A local sorority has positioned itself with sharing the focus and progress of young males.
Vikki Taylor has communicated that members of the Palm Coast/Flagler County Alumnae Chapter of Delta Sigma Theta Sorority, Inc. recently presented their Annual EMBODI Day of Impact. The theme was “Navigating the Game of Life.”
Empowering Males to Build Opportunities to Develop Independence (EMBODI) is a national initiative of Delta Sigma Theta Sorority. It focuses on African-American males and recognizes the need to morally assist them as they grow toward maturity, independent work, while living in today’s society.
The Day of Impact was held at Bunnell City Hall. The community was invited for the free event made possible by sponsorship from Walmart, the Holley Group, Wendy’s, the Golden Corral, Winn-Dixie, and the Flagler County Family Life Center.
Partners representing the day’s events, along with the Palm Coast/Flagler County Deltas were Flagler County schools, Flagler County NAACP, and the Florida Department of Juvenile Justice.
Taking a page from their playbook, an anonymous writer analyzes that on behalf of the Flagler County NAACP Education Committee, “I would like to take this opportunity to express our sincere appreciation for bringing an excellent symposium to the young men of Flagler, Putnam, Duval, and Volusia counties.’’
“Ain’t Too Proud To Tell” was a tearjerker that the young men will long remember and gain added courage to overcome any obstacles they may face. “Courage Under Pressure” and “Man Up” with remarks from School Superintendent Jacob Oliva, Katrina Townsend, Timothy King, Donna Easterling, Chapter President Lalita H. Thomas, the PCFCAC Deltas, and Pastor Derrick Jackson made for an informative morning and afternoon.

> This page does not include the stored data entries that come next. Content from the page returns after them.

PR #886, opened 2015-10-09
Http uuid v3

ceolin:
from v2:

 - Cache serial number
 - Cache machine id


glima:
Ack on the rest.

ceolin:

PR #888, opened 2015-10-09
Some more GPIO fixing

ibriano:
Better handling of interrupts not being supported on Linux, and don't
open a gpio/reader node if it won't generate any events.


ibriano:
Merged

Lunch, gift cards and goody bags “put the icing on the cake.”
Thanks again to all who made this event a smashing success. All Flagler County students could benefit from similar presentations. We especially wish that the 90 African-American-Flagler County students we will meet with this Monday, Tuesday, and Wednesday could have the opportunity of receiving the presentation. The messages imparted would go a long way to begin to motivate students to be all they can be.
AACS taking donations for Relay for Life
Once again, the African American Cultural Society (AACS) has partnered with organizations, which are serving the community.
Relay for Life Team Captains Alfreda Brown and Cynthia Bachoo hung out in the lobby of the AACS for raising funds so that others can celebrate more birthdays. Relay for Life involves more than just walking around a track.
The American Cancer Society’s Relay for Life will be held April 4-5 at Palm Coast Town Center with the opening ceremony to take place April 4, 6 p.m. Various community teams will be participating all night.
Survivors will walk the first lap of the track. The Luminaria Ceremony will remember those who are survivors and loved ones who have passed away from the disease. Entertainment will be featured, including activities set up at the campsites for onsite fund-raising.
Brown and Bachoo have represented the AACS at monthly meetings and fundraisers for Relay for Life. They have spent time logging in donations to the official website. They are setting up a booth at the campsite for the event to fund raise additional money.
It was in 2010 that the team captains made $5 raffle tickets for winning a “basket of cheer.”
Their campsite had a chic theme: “The Cotton Club” that displayed Harlem’s 1920s nightspot.
Also, during that year, former AACS Board Chairman Richard Barnes was one of the individuals who camped out overnight and demonstrated a reminder that cancer never sleeps.
If you’d like to donate funds to the Relay for Life campaign, contact the African American Cultural Society at 386-447-7030.
As always, remember our prayers for the sick, afflicted and bereaved.
Birthday wishes to my son, Christopher, in Cambria Heights, New York, March 27; Barbara Jackson, March 28; and Shirley Jones, March 29.